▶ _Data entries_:
====

PR #768, opened 2019-07-24
[LZ4HC] Speed up pattern compression with external dictionary

### LINKED ISSUE #761: [LZ4HC] Speed up pattern compression with external dictionary
LZ4HC detects patterns in the source data, like a huge run of 0s, and instead of becoming an N^2 algorithm, special cases it. However, this special case is only applied to matches in the current segment. Matches into the external dictionary skip this optimization. See https://github.com/lz4/lz4/blob/dev/lib/lz4hc.c#L317.

This task is to extend this optimization to apply to matches in the external dictionary.

terrelln:
Fixes #761.

Tested by running the ossfuzz round trip fuzzers overnight without any errors (but they caught bugs during development and in the initial version quickly).

### DIFF
--- a/lib/lz4hc.c
+++ b/lib/lz4hc.c
@@ -151,6 +151,19 @@ int LZ4HC_countBack(const BYTE* const ip, const BYTE* const match,
     return back;
 }
 
+#if defined(_MSC_VER)
+#  define LZ4HC_rotl32(x,r) _rotl(x,r)
+#else
+#  define LZ4HC_rotl32(x,r) ((x << r) | (x >> (32 - r)))
+#endif
+
+
+static U32 LZ4HC_rotatePattern(size_t const length, U32 const pattern)
+{
+    size_t const bitsToRotate = (length & (sizeof(pattern) - 1)) << 3;
+    return LZ4HC_rotl32(pattern, (int)bitsToRotate);
+}
+
 /* LZ4HC_countPattern() :
  * pattern32 must be a sample of repetitive pattern of length 1, 2 or 4 (but not 3!) */
 static unsigned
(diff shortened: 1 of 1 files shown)


lib/lz4hc.c
```diff
@@ -313,34 +326,41 @@ LZ4HC_InsertAndGetWiderMatch (
...
+                        const BYTE* const dictStart = dictBase + hc4->lowLimit;
+                        const BYTE* const iLimit = extDict ? dictBase + dictLimit : iHighLimit;
+                        size_t forwardPatternLength = LZ4HC_countPattern(matchPtr+sizeof(pattern), iLimit, pattern) + sizeof(pattern);
+                        if (extDict && ip + forwardPatternLength == iLimit) {
+                            U32 const rotatedPattern = LZ4HC_rotatePattern(forwardPatternLength, pattern);
+                            forwardPatternLength += LZ4HC_countPattern(lowPrefixPtr, iHighLimit, rotatedPattern);
+                        }
+                        {   const BYTE* const lowestMatchPtr = extDict ? dictStart : lowPrefixPtr;
+                            size_t const backLengthRaw = LZ4HC_reverseCountPattern(matchPtr, lowestMatchPtr, pattern);
+                            size_t const backLength = matchCandidateIdx - MAX(matchCandidateIdx - (U32)backLengthRaw, lowestMatchIndex);
```
terrelln: This is the last changed line, after this everything is the same, just indented one more level.

Cyan4973:
Is there some way to measure the speed improvement ?

terrelln:
I'll measure the speed on zeros and normal data

terrelln:
```
make clean round_trip_stream_fuzzer DEBUGLEVEL=0
time ./round_trip_stream_fuzzer clusterfuzz-testcase-minimized-round_trip_stream_fuzzer-5658930090344448
```

This file (attached) takes 9 seconds to compress before the patch and 0.1 seconds to compress after.

[clusterfuzz-testcase-minimized-round_trip_stream_fuzzer-5658930090344448.zip](https://github.com/lz4/lz4/files/3428652/clusterfuzz-testcase-minimized-round_trip_stream_fuzzer-5658930090344448.zip)

Also the following command takes 6 seconds on dev and 0.01 seconds after this patch.

```
time head -c 8M /dev/zero | ./lz4 -BD -12 > /dev/null
```

I don't see a noticeable speed difference when running the benchmark tool at level 12 with and without `-BD` before and after the patch.

Cyan4973:
Excellent, thanks @terrelln !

====

▶ _Exercise brief_: Lines above that contain the string "sizeof" make up the answer.

▶ _Written solution_:
+    size_t const bitsToRotate = (length & (sizeof(pattern) - 1)) << 3;
+                        size_t forwardPatternLength = LZ4HC_countPattern(matchPtr+sizeof(pattern), iLimit, pattern) + sizeof(pattern);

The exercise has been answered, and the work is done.